Abstract

ABSTRACT Authoritative urban knowledge (AUK) in the Middle East and North Africa (MENA) is a neocolonial construct firmly rooted in oriental imaginaries and colonial/modern urbanism. It informs the managerial epistemology of neoliberal ‘development’ projects, where urban studies are confined to diagnostic analysis and optimistic calls for local inclusion to counteract state authority and foreign hegemony.
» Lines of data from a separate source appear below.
PR #3295, opened 2019-10-12
Page history refresh

nambatee:
https://phabricator.wikimedia.org/T228783

- [x] Fix spacing between sections
- [ ]  Add empty view for history
- [x] Localize strings
- [x] RTL
- [x]  Fix UIToolbar RTL
- [x] Accessibility
- [x] iPad


Wikipedia/Code/PageHistoryFilterCountsViewController.swift
```diff
@@ -0,0 +1,130 @@
+import UIKit
+
+protocol PageHistoryFilterCountsViewControllerDelegate: AnyObject {
+    func pageHistoryFilterCountsViewControllerDidDetermineIfFilterCountsAreAvailable(areFilterCountsAvailable: Bool)
```
tonisevener: Probably could shrink this name down, IMO I don't think the full view controller type name is needed since it's in the protocol name. Maybe something like 
`func didDetermineFilterCountsAvailability(_ available: Bool, viewController: PageHistoryFilterCountsViewController)`

Wikipedia/Code/PageHistoryViewController.swift
```diff
@@ -0,0 +1,547 @@
...
+                }
+                resetComparisonSelectionButtons()
+                navigationController?.setToolbarHidden(true, animated: true)
+            case .editing:
+                navigationItem.rightBarButtonItem = cancelComparisonButton
+                collectionView.allowsMultipleSelection = true
+                forEachVisibleCell { $1.setEditing(true) }
+                compareToolbarButton.isEnabled = false
+                NSLayoutConstraint.activate([
+                    firstComparisonSelectionButton.widthAnchor.constraint(equalToConstant: 90),
```
tonisevener: I haven't confirmed but might want to make sure you remove these constraints when in .idle so you don't have multiple width constraints added.

Wikipedia/Code/PageHistoryViewController.swift
```diff
@@ -0,0 +1,547 @@
...
+                ])
+                setToolbarItems([UIBarButtonItem(customView: firstComparisonSelectionButton), UIBarButtonItem.wmf_barButtonItem(ofFixedWidth: 10), UIBarButtonItem(customView: secondComparisonSelectionButton), UIBarButtonItem(barButtonSystemItem: .flexibleSpace, target: nil, action: nil), UIBarButtonItem(barButtonSystemItem: .flexibleSpace, target: nil, action: nil),  compareToolbarButton], animated: true)
+                navigationController?.setToolbarHidden(false, animated: true)
+            }
+            collectionView.collectionViewLayout.invalidateLayout()
+            navigationItem.rightBarButtonItem?.tintColor = theme.colors.link
+        }
+    }
+
+    private lazy var compareToolbarButton = UIBarButtonItem(title: "Compare", style: .plain, target: self, action: #selector(showDiff(_:)))
```
tonisevener: "Compare" needs to be localized

Wikipedia/Code/HintViewController.swift
```diff
@@ -114,9 +117,11 @@ extension HintViewController: Themeable {
         guard viewIfLoaded != nil else {
             return
         }
-        view.backgroundColor = theme.colors.hintBackground
-        defaultLabel?.textColor = theme.colors.link
-        confirmationLabel?.textColor = theme.colors.link
-        confirmationAccessoryButton.tintColor = theme.colors.link
+
+        view.backgroundColor = backgroundColor ?? theme.colors.hintBackground
```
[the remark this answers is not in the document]
nambatee: I use it when the same view can have different colors coming from `Theme` - for example, in `WMFEmptyView`, one of the colors can be swapped for a different `Theme` color: https://github.com/wikimedia/wikipedia-ios/blob/54ea08c2aaf85c39e383a6532cf2a046a5ef3347/Wikipedia/Code/WMFEmptyView.m#L261

Here it wouldn't work because the colors don't have to be `Theme` colors - for example, the background color set by `PageHIstoryHintController` is `UIColor.wmf_lightRed`. If it changes, it would make sense to use key paths

Wikipedia/Code/PageHistoryCollectionViewCell.swift
```diff
@@ -0,0 +1,299 @@
...
+    private let minorImageView = UIImageView()
+    private let commentLabel = UILabel()
+    private let authorButton = AlignedImageButton()
+    private let selectView = BatchEditSelectView()
+    private let spacing: CGFloat = 3
+    private var theme = Theme.standard
+
+    var time: String?
+
+    var displayTime: String? {
```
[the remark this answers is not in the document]
nambatee: It's used in that its `didSet` sets the text of `timeLabel` and requests a layout update

Wikipedia/Code/PageHistoryFilterCountsViewController.swift
nambatee: That could work. I always refer to https://developer.apple.com/library/archive/documentation/Cocoa/Conceptual/CodingGuidelines/Articles/NamingMethods.html#//apple_ref/doc/uid/20001282-1001803-BCIDAIJE for naming (_Start the name by identifying the class of the object that’s sending the message:_) and in the past I found it confusing when delegate methods didn't include the sender in the name

Wikipedia/Code/PageHistoryViewController.swift
nambatee: definitely 👍

Wikipedia/Code/PageHistoryCollectionViewCell.swift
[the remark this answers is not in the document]
nambatee: just noticed I was setting `time` instead of `displayTime` here - good catch! should be fixed now

Wikipedia/Code/PageHistoryFilterCountCollectionViewCell.swift
```diff
@@ -0,0 +1,57 @@
...
+class PageHistoryFilterCountCollectionViewCell: UICollectionViewCell {
+    @IBOutlet private weak var titleLabel: UILabel!
+    @IBOutlet private weak var imageView: UIImageView!
+    @IBOutlet private weak var imageLabel: UILabel!
+
+    @IBOutlet private weak var rightSeparator: UIView!
+
+    override func awakeFromNib() {
+        super.awakeFromNib()
+        updateFonts()
```
joewalsh: Due to the [traitCollection changes in iOS 13 ](https://developer.apple.com/documentation/ios_ipados_release_notes/ios_13_release_notes) this initial `updateFonts` might be off. I wouldn't worry about it if we're not seeing any issues though

WMF Framework/ColumnarCollectionViewLayout.swift
```diff
@@ -165,6 +165,12 @@ public class ColumnarCollectionViewLayout: UICollectionViewLayout {
         context.boundsDidChange = true
         return context
     }
+
+    public func invalidationContextForDataChange() -> UICollectionViewLayoutInvalidationContext {
```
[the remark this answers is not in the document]
nambatee: yes, thanks!

Wikipedia/Code/DiffHeaderSummaryView.swift
```diff
@@ -0,0 +1,72 @@
...
+    }
+    
+    
+
+    func update(_ viewModel: DiffHeaderEditSummaryViewModel) {
+
+        headingLabel.text = viewModel.heading
+        
+        if viewModel.isMinor {
+            tagLabel.text =  "m"
```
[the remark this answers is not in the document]
nambatee: good question, I remember we talked about it with @carolynlimadeo and I think that she confirmed all the minor edits would be marked with "m", irrespective of localization, cc @tonisevener @carolynlimadeo

Wikipedia/Code/PageHistoryComparisonSelectionViewController.swift
```diff
@@ -0,0 +1,113 @@
+import UIKit
+
+protocol PageHistoryComparisonSelectionViewControllerDelegate: AnyObject {
+    func pageHistoryComparisonSelectionViewController(_ pageHistoryComparisonSelectionViewController: PageHistoryComparisonSelectionViewController, didTapSelectionButton button: UIButton)
+    func pageHistoryComparisonSelectionViewController(_ pageHistoryComparisonSelectionViewController: PageHistoryComparisonSelectionViewController, didTapCompareButton button: UIButton)
```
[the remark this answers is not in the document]
nambatee: Makes sense, I agree with the enum approach. I'm not sure about the encapsulation part - the platform delegates pass subviews when it makes sense, for example in https://developer.apple.com/documentation/uikit/uitableviewdelegate/1614883-tableview

Wikipedia/Code/PageHistoryFilterCountsViewController.swift
```diff
@@ -0,0 +1,150 @@
...
+            counts = []
+            defer {
+                collectionView.reloadData()
+                activityIndicator.stopAnimating()
+            }
+            guard let editCounts = editCountsGroupedByType else {
+                return
+            }
+            if case let userEdits?? = editCounts[.userEdits] {
+                counts.append(Count(title: WMFLocalizedString("page-history-user-edits", value: "user edits", comment: "Text for view that shows many edits were made by logged-in users"), image: UIImage(named: "user-edit")!, count: userEdits))
```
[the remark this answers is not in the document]
nambatee: updated in dc2b500e80d922f30eeaf19c2fd63bb8ad814a7d, although to me, it's the same as an implicitly unwrapped `IBOutlet`

Wikipedia/Code/PageHistoryViewController.swift
```diff
@@ -0,0 +1,755 @@
...
+
+        pageHistoryFetcher.fetchPageCreationDate(for: pageTitle, pageURL: pageURL) { result in
+            switch result {
+            case .failure(let error):
+                self.showNoInternetConnectionAlertOrOtherWarning(from: error)
+            case .success(let firstEditDate):
+                self.pageHistoryFetcher.fetchEditCounts(.edits, for: self.pageTitle, pageURL: self.pageURL) { result in
+                    switch result {
+                    case .failure(let error):
+                        self.showNoInternetConnectionAlertOrOtherWarning(from: error)
```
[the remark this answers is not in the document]
nambatee: yes, good catch! I need to rethink failures in fetchEditCounts cause there are multiple requests

Wikipedia/Code/PageHistoryViewController.swift
```diff
@@ -0,0 +1,755 @@
...
+
+        layoutManager.register(PageHistoryCollectionViewCell.self, forCellWithReuseIdentifier: PageHistoryCollectionViewCell.identifier, addPlaceholder: true)
+        collectionView.dataSource = self
+        view.wmf_addSubviewWithConstraintsToEdges(collectionView)
+
+        setupComparisonSelectionViewController()
+
+        apply(theme: theme)
+
+        pageHistoryFetcher.fetchPageCreationDate(for: pageTitle, pageURL: pageURL) { result in
```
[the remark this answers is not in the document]
nambatee: fixed in 9d50436cdf2f739ac7fbdd4d25592f23a8d636f6

Wikipedia/Code/PageHistoryFetcher.swift
```diff
@@ -85,6 +95,144 @@ open class PageHistoryFetcher: WMFLegacyFetcher {
...
+                var allEdits = [NSNumber]()
+                defer {
+                    completion(.success(allEdits))
+                }
+                guard
+                    let items = editMetrics?.items,
+                    let firstItem = items.first,
+                    let results = firstItem.results
+                else {
+                    return
```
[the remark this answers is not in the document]
nambatee: great catch, thanks!

Wikipedia/Code/PageHistoryViewController.swift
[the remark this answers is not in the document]
nambatee: OK, so I return with a failure if I don't get any of the counts and if I managed to catch at least 1 error - https://github.com/wikimedia/wikipedia-ios/pull/3295/commits/0e5ec43501ff1186b31c2d1419600b00d0e7fbb8

In the UI, I'm assuming that I don't want to show an error if I can get at least one count.
In the fetcher, I end up relying on the most recent error, which might not be correct (in theory, calls can fail with different errors). I could return a dictionary of errors grouped by count types or I could split the requests and have the "client" VC match them all together, but even then, I would still want to show only 1 error, and only if I didn't get any counts. 😬

Let me know if you have a different idea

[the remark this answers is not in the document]
tonisevener: You could maybe return a more general error instead of the specific error from that endpoint to avoid the overhead of keeping track of them all - would RequestError.unexpectedResponse work as general enough? Or RequestError.unknown and I think the CommonStrings.genericErrorDescription would get displayed.

Wikipedia/Code/PageHistoryFetcher.swift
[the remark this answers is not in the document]
tonisevener: Would both completion blocks would get called here because of the defer? I tried testing in playgrounds but it's being buggy.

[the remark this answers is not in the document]
nambatee: yeah, defer isn't necessary anymore now that all the paths are covered

Wikipedia/Code/PageHistoryComparisonSelectionViewController.swift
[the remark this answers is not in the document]
nambatee: Pushed an update https://github.com/wikimedia/wikipedia-ios/pull/3295/commits/de10697e64c323e7a75cc12c1d934baaf2d0d998

Wikipedia/Code/DiffContainerViewController.swift
```diff
@@ -0,0 +1,495 @@
...
+    }
+    
+    override func apply(theme: Theme) {
+        
+        guard isViewLoaded else {
+            return
+        }
+        
+        super.apply(theme: theme)
+
```
nambatee: shouldn't super be called first so that `self.theme` can be set regardless of whether the view is loaded?

Wikipedia/Code/DiffContainerViewController.swift
```diff
@@ -0,0 +1,495 @@
...
+            setupScrollingEmptyViewControllerIfNeeded()
+            switch type {
+            case .compare:
+                scrollingEmptyViewController?.type = .diffCompare
+            case .single:
+                scrollingEmptyViewController?.type = .diffSingle
+            }
+            scrollingEmptyViewController?.view.isHidden = false
+            diffListViewController?.view.isHidden = true
+            wmf_hideEmptyView()
```
nambatee: for the `empty` state, shouldn't this trigger showing the empty view via a call to `wmf_showEmptyViewOfType`?

Wikipedia/Code/DiffContainerViewController.swift
```diff
@@ -0,0 +1,495 @@
...
+            setupScrollingEmptyViewControllerIfNeeded()
+            scrollingEmptyViewController?.type = .diffError
+            scrollingEmptyViewController?.view.isHidden = false
+            diffListViewController?.view.isHidden = true
+        case .data:
+            fakeProgressController.stop()
+            scrollingEmptyViewController?.view.isHidden = true
+            diffListViewController?.view.isHidden = false
+            wmf_hideEmptyView()
+            break
```
nambatee: does this `break` have any effect?

Wikipedia/Code/DiffContainerViewController.swift
```diff
@@ -0,0 +1,495 @@
...
+        
+        switch type {
+        case .compare(let articleTitle):
+            
+            let newTitleViewModel = DiffHeaderViewModel.generateTitleViewModelForCompare(articleTitle: articleTitle, counts: counts)
+            headerViewModel.title = newTitleViewModel
+            headerTitleView?.update(newTitleViewModel)
+        case .single:
+            assertionFailure("Should not call this method for the compare type.")
+            return
```
nambatee: I think this `return` might be redundant

Wikipedia/Code/DiffHeaderExtendedView.swift
```diff
@@ -0,0 +1,117 @@
...
+    @IBOutlet var summaryView: DiffHeaderSummaryView!
+    @IBOutlet var editorView: DiffHeaderEditorView!
+    @IBOutlet var compareView: DiffHeaderCompareView!
+    @IBOutlet var divViews: [UIView]!
+    @IBOutlet var editorDivView: UIView!
+    @IBOutlet var compareDivView: UIView!
+    
+    private var viewModel: DiffHeaderViewModel?
+    
+    var delegate: DiffHeaderActionDelegate? {
```
nambatee: needs `weak`

Wikipedia/Code/DiffListViewController.swift
```diff
@@ -0,0 +1,322 @@
...
+            
+            if updateWidthsOnLayoutSubviews {
+                
+                //possibly overkill...simple main thread way to do this is updateListViewModels(listViewModel: self.dataSource, updateType: updateType) followed by the main thread lines 78-83. This does seem very slightly faster for rotation though, and could yield more gains as diffs get larger. More improvements could be size caching & putting layoutSubviewsHeightCalculationsSerialQueue instead into an NSOperation to be cancelled if another viewDidLayoutSubviews is called. No need to continue calculating sizes if collection view frame has changed again.
+                //todo: clean up - move this and updateListViewModel methods into separate class, DiffListSizeCalculator or something
+                let updateType = ListUpdateType.layoutUpdate(collectionViewWidth: self.collectionView.frame.width, traitCollection: self.traitCollection)
+                
+                //actually not sure if this serial queue is needed or simply calling on the main thread (also serial) is the same. this also seems faster than without though.
+                layoutSubviewsHeightCalculationsSerialQueue.async {
```
nambatee: I thought queues with qos set to interactive `userInteractive` would run the tasks on the main thread but that might not be true according to https://stackoverflow.com/a/49658842/4574147

Wikipedia/Code/DiffListViewController.swift
```diff
@@ -0,0 +1,322 @@
...
+        }
+    }
+    
+    override func apply(theme: Theme) {
+        
+        guard isViewLoaded else {
+            return
+        }
+        
+        super.apply(theme: theme)
```
nambatee: https://github.com/wikimedia/wikipedia-ios/pull/3295#discussion_r343917094

Wikipedia/Code/DiffToolbarView.swift
```diff
@@ -0,0 +1,13 @@
+import UIKit
+
+class DiffToolbarView: UIView {
```
nambatee: could this be deleted?

Wikipedia/Code/EmptyViewController.swift
```diff
@@ -0,0 +1,114 @@
...
+}
+
+class EmptyViewController: UIViewController {
+    private let refreshControl = UIRefreshControl()
+    @IBOutlet var scrollView: UIScrollView!
+    @IBOutlet var emptyContainerView: UIView!
+    private var emptyView: WMFEmptyView? = nil
+    var canRefresh: Bool = false
+    weak var delegate: EmptyViewControllerDelegate?
+    var theme: Theme = .light
```
nambatee: could be set to `.standard` instead of `.light` in case `standard` changes

Wikipedia/Code/DiffContainerViewController.swift
tonisevener: good catch, fixed

Wikipedia/Code/DiffContainerViewController.swift
tonisevener: Good catch, I removed these hide calls, it was old code from a different attempt. I'm using EmptyViewController for all of it - I created it for pull to refresh on empty talk pages and now leaning on it for diff. It's headers get so large with dynamic type that the empty states are cut off without scrolling.

Wikipedia/Code/DiffContainerViewController.swift
tonisevener: nope, removed

Wikipedia/Code/DiffContainerViewController.swift
tonisevener: agreed, removed

Wikipedia/Code/DiffHeaderExtendedView.swift
tonisevener: Fixed - since this was a computed property and just passes the assignment into its children I thought maybe it wasn't necessary. But I also thought I would get a compile failure after adding weak but I'm not seeing that now 🤷‍♀️

Wikipedia/Code/DiffToolbarView.swift
tonisevener: Yep, deleted.

nambatee:
LGTM

Wikipedia/Code/DiffListViewController.swift
tonisevener: Yeah, I definitely see the code within both queues running on non-main threads. The main thread checker never fires (this resizes all the heights upon rotation) so I guess it's happy. I figured `userInteractive` fit better here than `userInitiated` since it needs to happen during a rotation, but I haven't measured the difference between the two.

This study critically examines the epistemic production of urban spaces at the nexus of heritage, modernity, and migration in the MENA, anchoring the criticism in a case study of urban development in Ras-Al-Ein – also known as the Muhajirin (refugees) neighbourhood – in the historic core of Amman. It then couples ethnographic interviews conducted with the residents of Ras-Al-Ein with decolonial thinking to explore local engagement with urban space as ‘subjugated knowledge’, and to contest the persistence of the AUK. It validates this engagement as local urban knowledge (LUK) and capitalises on the self-critique, irony and resistance depicted in Ras-Al-Ein to argue for a decolonial approach to urban knowledge. It argues that LUK can shift the debate in urban studies from practice analysis to an ethnographic theorisation of urban knowledge. This theorisation is crucial for challenging adverse perceptions of peoples and places and informing development with prudent knowledge.